Jar files can be downloaded from maven central.
Also do not forget to increase off-heap memory for Direct ByteBuffers with JVM switch: -XX:MaxDirectMemorySize=25G
java -XX:MaxDirectMemorySize=25G -javaagent:mapdb-hz-offheap-VERSION-javaagent.jar com.example.YourMainClass
If Hazelcast was patched successfully you will see following code in your logger:
May 21, 2014 1:42:15 PM org.mapdb.hzoffheap.HzOffheapAgent doDefaultRecordStore
INFO: mapdb-hz-offheap agent: starting code injection
May 21, 2014 1:42:15 PM org.mapdb.hzoffheap.HzOffheapAgent doDefaultRecordStore
INFO: mapdb-hz-offheap agent: code injected.
May 21, 2014 1:42:15 PM org.mapdb.hzoffheap.HzOffheap defaultRecordStoreRecords
INFO: mapdb-hz-offheap: MapDB HashMap instantiated. It works!
Simple benchmark to verify usability of this extension. Original Hazelcast has 30% faster insertion rate. But this extension fits twice more data into same memory and its performance does not degrade with large data-sets.
Benchmark inserts items into Hazelcast Map for one hour on single node:
HazelcastInstance instance = Hazelcast.newHazelcastInstance(cfg);
Map<Long, String> map = instance.getMap("map");
for(long i=0;;i++){
map.put(i, "string"+i);
//break if one hour passed
}
It tested Hazelcast 3.2 on 64bit Kubuntu 14.04 with J64bit Oracle JVM 1.7.0_51 with 32GB RAM.
Original version ran with 25GB heap: -Xmx25G
. After 30 minutes all memory was used and Garbage Collector kicked in consuming 100% CPU.
No GC tuning was applied, that could probably fix this issue for a few extra gigabytes.
Off-heap version ran with 128MB heap and 25GB off-heap: -Xmx128M -XX:MaxDirectMemorySize=25G
. It maintained constant
insert speed for duration of experiment (1 hour). GC usage was always bellow 1%
Results:
Unpatched Hazelcast inserted 81.8 million items over 30 minutes. It consumed 19.4 GB of heap memory. After 30 minutes experiment was stopped due to excesive GC.
mapdb-hz-offheap inserted 90.7 millions items over one hour.

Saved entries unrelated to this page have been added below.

Issue #1011, opened 2021-11-02
Format datetime fields in API as `ISO8601`


timoludwig:
### Motivation

When implementing the API, we replicated the WordPress API as similar as possible, including some weird date formats which are not ideal for processing them in the apps.

### Proposed Solution

- For every datetime field, add a new field to represent the same date in [ISO_8601](https://de.wikipedia.org/wiki/ISO_8601) format. This affects e.g.:
    - The `start_date`, `start_time`/ `end_date`, `end_time` fields of events - combine them into `start`/`end`
    - The `sent_date` field of push notifications
    - The `modified_gmt` field of all other objects (maybe also rename this to `last_updated` or `last_modified`)

steffenkleinle:
Could we move this a little bit up please? We still have to live with moment :/

svenseeberg:
Should be possible, yes :)

JanErikHuehne:
Is it correct, that the sent_date and modified_gmt have already been modified beforehand?

timoludwig:
> Is it correct, that the sent_date and modified_gmt have already been modified beforehand?

The `modified_gmt` field of pages & imprint is already correct, but e.g. the `modified_gmt` field of the event and location API reponse and the `timestamp` field of the  push notification API are in the `Y-m-d H:i:s` format, but the desired format is `YYYY-MM-DDTHH:MM:SS.fff` - the representation of [datetime.isoformat()](https://docs.python.org/3/library/datetime.html#datetime.datetime.isoformat) (which is also the default string representation of a [DateTimeField](https://docs.djangoproject.com/en/4.1/ref/models/fields/#datetimefield) in Django, so just use the unformatted - but timezone aware - model field in the API response and Django will automatically format it correctly).

PR #1642, opened 2022-08-21
Use ISO datetime format

JanErikHuehne:
### Short description
Adjusted API datetime field to match an ISO standard

### Proposed changes
- Remove date and time fields from event model, add datetime fields for start and end
- Use the event view to convert date and time fields of the event form to datetime fields of event model
- Adjust API datetime fields: Rename them to "last_updated" and let them return the datetime in ISO format
- For Event-API: Make use new event fields start and end to return ISO-datetime fields instead of start_time, start_date, end_time, end_date
- Adjust the input test data json and the expected test result json files to match the new input and output formats
### Resolved issues
Fixes: #1011


integreat_cms/cms/views/events/event_list_view.py
```diff
@@ -103,16 +103,19 @@ def get(self, request, *args, **kwargs):
...
             chunk_size,
         )
         chunk = request.GET.get("page")
         event_chunk = paginator.get_page(chunk)
-
+        for event in event_chunk:
+            setattr(event, "start_date", event.start.date())
+            setattr(event, "start_time", event.start.time())
+            setattr(event, "end_date", event.end.date())
+            setattr(event, "end_time", event.end.time())
```
timoludwig, line 118:
```suggestion
```
This looks very ugly to me. Could we rather adapt the templates as well so they also use the new fields?

timoludwig (commented):
Awesome, congratulations to your first PR and thanks a lot! :tada: :rocket:

First of all: I'm sorry I labeled this issue as "good first issue" - it was definitely not :wink:
I am all the more impressed that you have fought your way through it. :muscle: 

In general, everything seems to work as expected :+1:

I see two major points that should be fixed before merging this PR:
1. We need to migrate our existing event data, otherwise all start and end dates will be reset to the point in time when we install this update on our server.
2. We should also adapt the event list templates to use the same new fields instead of setting custom attributes.

If you have any troubles implementing these changes, don't hesitate to ask!

integreat_cms/cms/forms/events/event_form.py
```diff
@@ -43,19 +63,11 @@ class Meta:
         model = Event
         #: The fields of the model which should be handled by this form
         fields = [
```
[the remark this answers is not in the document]
JanErikHuehne: I have implemented it this way, works fine. I am still not sure if we have to use HiddenInputs as widgets for the `start` and `end`. I have implemented it to be sure.

ulliholtgrave:
@digitalfabrik/app-team FYI We are currently implementing your required ISO format :)

integreat_cms/cms/views/events/event_form_view.py
```diff
@@ -212,7 +222,20 @@ def post(self, request, **kwargs):
...
+                event_form.cleaned_data["start_date"],
+                event_form.cleaned_data["start_time"],
+            )
+            event.end = datetime.combine(
+                event_form.cleaned_data["end_date"],
+                event_form.cleaned_data["end_time"],
+            )
+            event.save()
+            event_form.save_m2m()
+            event_translation_form.instance.event = event
```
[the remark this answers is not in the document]
JanErikHuehne: Done

integreat_cms/cms/views/events/event_list_view.py
JanErikHuehne: Also done.

integreat_cms/api/v3/events.py
```diff
@@ -26,15 +26,21 @@ def transform_event(event, custom_date=None):
...
+    start = datetime.combine(start_date, event.start.time(), tzinfo=event.start.tzinfo)
+    end = datetime.combine(end_date, event.end.time(), tzinfo=event.end.tzinfo)
     return {
         "id": event.id if not custom_date else None,
-        "start_date": custom_date or event.start_date,
-        "end_date": custom_date + (event.end_date - event.start_date)
-        if custom_date
-        else event.end_date,
+        "start": start,
+        "end": end,
```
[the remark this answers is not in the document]
JanErikHuehne: done

integreat_cms/api/v3/events.py
```diff
@@ -26,15 +26,28 @@ def transform_event(event, custom_date=None):
...
+        #  deprecated field in the future
+        "end_date": end.date(),
+        #  deprecated field in the future
+        "end_time": end.time(),
         "all_day": event.is_all_day,
-        "start_time": event.start_time,
-        "end_time": event.end_time,
         "recurrence_id": event.recurrence_rule.id if event.recurrence_rule else None,
         "timezone": settings.CURRENT_TIME_ZONE,
```
timoludwig, line 52:
```suggestion
        "timezone": event.timezone,
```

integreat_cms/cms/views/events/event_form_view.py
```diff
@@ -73,9 +72,15 @@ def get(self, request, *args, **kwargs):
         ).first()
         if event_instance:
             poi_instance = event_instance.location
+            initial = {
+                "start_date": event_instance.start.date(),
+                "start_time": event_instance.start.time(),
+                "end_date": event_instance.end.date(),
+                "end_time": event_instance.end.time(),
```
timoludwig, line 79:
```suggestion
                "start_date": event_instance.start_local.date(),
                "start_time": event_instance.start_local.time(),
                "end_date": event_instance.end_local.date(),
                "end_time": event_instance.end_local.time(),
```

timoludwig (commented):
Amazing, thanks! :pray: 

I have to admit that I misunderstood how Django handles timezones :sweat_smile: 
Even if dates are given in timezone aware local times, Django converts them to UTC and does not keep track of the original timezone when writing them to the database. So every time we retrieve a date from the database, we have to convert it to the local time in the region's timezone before we either display it in the CMS or deliver it via the API.
This makes everything a bit more complicated, I hope I did not mess up my suggestions.

integreat_cms/cms/models/events/event.py
```diff
@@ -85,10 +85,8 @@ class Event(AbstractContentModel):
         on_delete=models.PROTECT,
         verbose_name=_("location"),
     )
-    start_date = models.DateField(verbose_name=_("start date"))
-    start_time = models.TimeField(blank=True, verbose_name=_("start time"))
-    end_date = models.DateField(verbose_name=_("end date"))
-    end_time = models.TimeField(blank=True, verbose_name=_("end time"))
+    start = models.DateTimeField(verbose_name="start", default=datetime.now)
+    end = models.DateTimeField(verbose_name="end", default=datetime.now)
```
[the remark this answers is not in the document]
JanErikHuehne: 1. Missed those thanks! 
2. Yes. But I agree, that your suggested work around in the data migration is better :+1:

integreat_cms/cms/migrations/0033_event_datetime.py
```diff
@@ -0,0 +1,76 @@
...
+                default=datetime.datetime.now, verbose_name="end"
+            ),
+        ),
+        migrations.AddField(
+            model_name="event",
+            name="start",
+            field=models.DateTimeField(
+                default=datetime.datetime.now, verbose_name="start"
+            ),
+        ),
```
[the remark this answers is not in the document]
JanErikHuehne: Makes sense. I think this might effect the internal representation in the database and in what order it is handled. So I am not sure of the effect of it.

integreat_cms/cms/migrations/0033_event_datetime.py
```diff
@@ -0,0 +1,76 @@
...
+        migrations.RunPython(start_and_end_init),
+        migrations.RemoveField(
```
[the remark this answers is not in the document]
JanErikHuehne: I like this workaround :+1:

integreat_cms/cms/migrations/0033_event_datetime.py
```diff
@@ -0,0 +1,76 @@
...
+    :param apps: The configuration of installed applications
+    :type apps: ~django.apps.registry.Apps
+
+    :param schema_editor: The database abstraction layer that creates actual SQL code
+    :type schema_editor: ~django.db.backends.base.schema.BaseDatabaseSchemaEditor
+    """
+    events = apps.get_model("cms", "Event")
+    for event in events.objects.all():
+        event.start = datetime.datetime.combine(event.start_date, event.start_time)
+        event.end = datetime.datetime.combine(event.end_date, event.end_time)
```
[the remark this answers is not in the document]
JanErikHuehne: Timezones overall seem to be huge pain in the neck. I think your handling makes a lot of sense though. I think it might get a bit more complicated when we want to convert the timezones to the local times of the end-user when displaying them. I think this will need a lot of special treatment, especially when checking for all day events. We will have to be very careful with the logic and ordering of the conversions then, in order for it to function in the excepted way.

integreat_cms/cms/migrations/0033_event_datetime.py
```diff
@@ -0,0 +1,76 @@
...
+
```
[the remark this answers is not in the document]
JanErikHuehne: Okay, I didn´t know about this aspect yet. But it makes a lot of sense :+1:

integreat_cms/cms/migrations/0033_event_datetime.py
```diff
@@ -0,0 +1,76 @@
...
+            ),
+        ),
+        migrations.AddField(
+            model_name="event",
+            name="start",
+            field=models.DateTimeField(
+                default=datetime.datetime.now, verbose_name="start"
+            ),
+        ),
+        migrations.RunPython(start_and_end_init),
```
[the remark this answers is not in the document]
JanErikHuehne: @timoludwig  
So this has no effect in the normal migration? Since the fields exist when we call the script? But are they not deleted right after in any case? Maybe I´m wrong here. But from the logic standpoint I see it as: If the fields start_time etc. do not exist, create them and then delete them right after?

integreat_cms/cms/forms/events/event_form.py
```diff
@@ -43,20 +63,17 @@ class Meta:
...
         #: The widgets which are used in this form
         widgets = {
-            "start_date": forms.DateInput(format="%Y-%m-%d", attrs={"type": "date"}),
-            "end_date": forms.DateInput(format="%Y-%m-%d", attrs={"type": "date"}),
-            "start_time": forms.TimeInput(format="%H:%M", attrs={"type": "time"}),
-            "end_time": forms.TimeInput(format="%H:%M", attrs={"type": "time"}),
             "icon": IconWidget(),
+            # Not sure if they have to be set to HiddenInputs to work correct
+            "start": forms.widgets.HiddenInput(),
+            "end": forms.widgets.HiddenInput(),
```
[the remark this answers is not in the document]
JanErikHuehne: Alright, good to know! :v:

JanErikHuehne:
I think that we also have to update the expected test results as well to match the timezone. I think that part is still missing, or?

integreat_cms/cms/models/events/event.py
```diff
@@ -149,7 +147,7 @@ def is_all_day(self):
         :return: Whether event takes place all day
         :rtype: bool
         """
-        return self.start_time == time.min and self.end_time == time.max.replace(
+        return self.start.time() == time.min and self.end.time() == time.max.replace(
             second=0, microsecond=0
         )
```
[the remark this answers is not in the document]
JanErikHuehne: Makes sense. LGTM!

integreat_cms/cms/migrations/0033_event_datetime.py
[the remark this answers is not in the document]
timoludwig: I'm not sure whether I understand your comment correctly... Yes, the reversing code has no effect on the normal migration, but only because it is not executed, not because it has no side effects...
The first arguments of [RunPython()](https://docs.djangoproject.com/en/3.2/ref/migration-operations/#runpython) is called only when the migration is applied, and the second argument only when the migration is unapplied. When [reversing migrations](https://docs.djangoproject.com/en/3.2/topics/migrations/#reversing-migrations), the opposite operations are executed in the reverse order, so:
#### Applying this migration:
1. Create new `start` and `end` fields
2. Execute `start_and_end_init()` to populate new fields with the combined values of the old fields
3. Make `start` and `end` fields non-nullable
4. Remove old `start_date`, `start_time`, `end_date` and `end_time` fields
#### Reversing this migration:
1. Create old `start_date`, `start_time`, `end_date` and `end_time` fields
2. Make `start` and `end` fields nullable
3. Execute `start_and_end_reverse()` to populate the old fields with the split values of the new fields
4. Remove new `start` and `end` fields

integreat_cms/api/v3/events.py
```diff
@@ -2,13 +2,13 @@
...
 
-from datetime import timedelta
+from datetime import datetime, timedelta
 
 from django.conf import settings
 from django.http import JsonResponse
 from django.utils import timezone
 from django.utils.html import strip_tags
-
+from django.utils import timezone
```
timoludwig, line 11:
```suggestion

```
`timezone` is already imported in line 9

integreat_cms/cms/forms/events/event_filter_form.py
```diff
@@ -94,9 +94,14 @@ def apply(self, events, region, language_slug):
             pass
         elif events_time_range.CUSTOM in cleaned_time_range:
             # Filter events for their start and end
-            events = events.filter_upcoming(
-                self.cleaned_data["date_from"] or date.min
-            ).filter(end_date__lte=self.cleaned_data["date_to"] or date.max)
+            tzinfo = zoneinfo.ZoneInfo(region.timezone)
```
timoludwig, line 97: I guess we need to `import zoneinfo` in this file.

integreat_cms/cms/forms/events/event_form.py
```diff
@@ -1,6 +1,6 @@
 import logging
```
timoludwig, line 2:
```suggestion
import zoneinfo

```

integreat_cms/cms/migrations/0033_event_datetime.py
```diff
@@ -0,0 +1,108 @@
+# Generated by Django 3.2.14 on 2022-08-21 13:03
+import zoneinfo
+from datetime import datetime
+from django.db import migrations, models
+from django.utils import timezone
```
timoludwig, line 5:
```suggestion
```
This import is now unused

integreat_cms/cms/models/events/event.py
```diff
@@ -35,9 +35,9 @@ def filter_upcoming(self, from_date=None):
         :return: The Queryset of events after the given date
         :rtype: ~integreat_cms.cms.models.events.event.EventQuerySet
         """
-        from_date = from_date or date.today()
+        from_date = from_date or timezone.now().date()
```
timoludwig, line 38: `from django.utils import timezone` is missing at the top of the file

integreat_cms/cms/models/events/event.py
```diff
@@ -149,10 +147,43 @@ def is_all_day(self):
         :return: Whether event takes place all day
         :rtype: bool
         """
-        return self.start_time == time.min and self.end_time == time.max.replace(
+        return self.start_local.time() == time.min and self.end_local.time() == time.max.replace(
             second=0, microsecond=0
```
timoludwig, line 151:
```suggestion
        return (
            self.start_local.time() == time.min
            and self.end_local.time() == time.max.replace(second=0, microsecond=0)
```
Our code formatting tool [black](https://github.com/digitalfabrik/integreat-cms/blob/develop/dev-tools/black.sh) wants to reformat these lines...

timoludwig (commented):
Awesome, thanks a lot! :muscle: 

Now there is not too much left to do I think. After you fixed the last issues and adapted the tests, could you clean up the git history and rebase the branch? After that, I will test everything extensively again :grin:

> Timezones overall seem to be huge pain in the neck

Yes, they give me quite a headache as well :sweat_smile: 

> I think that we also have to update the expected test results as well to match the timezone. I think that part is still missing, or?

Yes, I didn't make suggestions for this part because it's probably easier to just retrieve the endpoints and copy + paste the result into the files instead of replacing the dates manually...

integreat_cms/api/v3/events.py
JanErikHuehne: Wait my IDE still marked it as missing. Maybe something was still loading, my bad :D

integreat_cms/cms/forms/events/event_form.py
JanErikHuehne: Datetime did also still miss here. I added both

integreat_cms/cms/models/events/event.py
JanErikHuehne: Done

integreat_cms/cms/models/events/event.py
JanErikHuehne: Already resolved by [c79e687](https://github.com/digitalfabrik/integreat-cms/pull/1642/commits/c79e6870b2025d6d81e2ff24dcb2a496891c0b04)

integreat_cms/cms/forms/events/event_filter_form.py
JanErikHuehne: Resolved

integreat_cms/cms/migrations/0033_event_datetime.py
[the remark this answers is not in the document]
JanErikHuehne: Ah got it! I miss understand that the second argument of RunPython is only run when the migration is unapplied. That is actually a cool concept, I have to dive deeper into the django migrations at some point I guess :D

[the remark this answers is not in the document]
JanErikHuehne: Added it!

JanErikHuehne:
> Now there is not too much left to do I think. After you fixed the last issues and adapted the tests, could you clean up the git history and rebase the branch? After that, I will test everything extensively again 

Yes sure. But I´m not sure when I will get to it since I am going to Munich today. Maybe I will find time and space in the train. In any other case, I should have time for it sometime next week

JanErikHuehne:
I completed the rebase and everything seems to work fine. I squashed the commits into 1 and added one slightly longer commit description. @timoludwig if you find something while re-checking everything, let me know. I added the change in the unreleased block inside the changelog, I hope this is fine.

timoludwig (approved):
Great, thank you so much! :pray: 
Works flawlessly :heart_eyes:

Issue #1450, opened 2022-05-17
Add API from SUMM.AI to create easy-understable German


dkehne:
### Motivation
Summ.ai is an MT-service for easy understable german. They developed an API-service for us so that we can offer municipalities https://summai.notion.site/SUMM-API-Documentation-external-fc41fa5ef1434ad2b311be4876b4685a

### Proposed Solution
Implement the Summ.ai API in a similar way to the DeepL API from Johannes' Project. The Summ-Team asked as if we can deliver the "instance slug" as user (muenchen, augsburg, lkaugsburg) so that they can track which city uses the API most often. 

credentials for the API are in Passbolt

dkehne:
Is this sth. we good handover to kiitos or @JoeyStk ? 
Still got one deadline for 30th September 2022

PR #1652, opened 2022-08-26
Add Summ AI API

JoeyStk:
### Short description
This PR adds Summ.AI and therefore the option to automatically translate German events, POIs and pages to simple German.

### Proposed changes

- This PR adds the option to automatically translate to simple German

### Resolved issues

Fixes: #1450


integreat_cms/cms/templates/events/event_list.html
```diff
@@ -130,6 +130,9 @@ <h1 class="heading">{% trans 'Events' %}</h1>
                         </option>
                     {% endif %}
                 {% endif %}
+                <option data-bulk-action="{% url 'simple_german_translation_pages' %}" title=" {% trans 'Automatically translate this page to easy language' %}">
+                    {% trans 'Automatically translate this page to easy language' %}
+                </option>
```
timoludwig, line 135: I guess it makes sense to show this option only when the `SUMM_AI_ENABLED` setting is `True`, right?
The same goes for the other content types.

integreat_cms/cms/templates/events/event_list.html
```diff
@@ -130,6 +130,9 @@ <h1 class="heading">{% trans 'Events' %}</h1>
                         </option>
                     {% endif %}
                 {% endif %}
+                <option data-bulk-action="{% url 'simple_german_translation_pages' %}" title=" {% trans 'Automatically translate this page to easy language' %}">
+                    {% trans 'Automatically translate this page to easy language' %}
```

It consumed 60MB of heap and 9.8 GB of total memory as shown in Process Explorer. It finished experiment without any performance degradation, it should scale to 100GB+ without problems.
This is unofficial extension and is not supported by Hazelcast Inc. and their community. Please do not open bug reports at their site, unless you can reproduce bug on unpatched HZ without this extension.
This extension should be usable in production, there is free community and commercial support.
This patch was created to demonstrate MapDB abilities and versatility. It is trivial and I will support it for free with future versions of HZ, unless there is a huge architectural change.
In near future I would like to patch HZ with new extension points, so this patch does not require Java Agent,
but can be enabled directly in configuration files. Also MapDB has many configuration options
(async write, cache, byte[]
versus DirectByteBuffer
) which should be available to user.
I would like to provide some sort of clustering version of MapDB. But I am not sure that Hazelcast is best choice for that. Perhaps building on top of Zookeeper, GridGain or other memory grid would be better.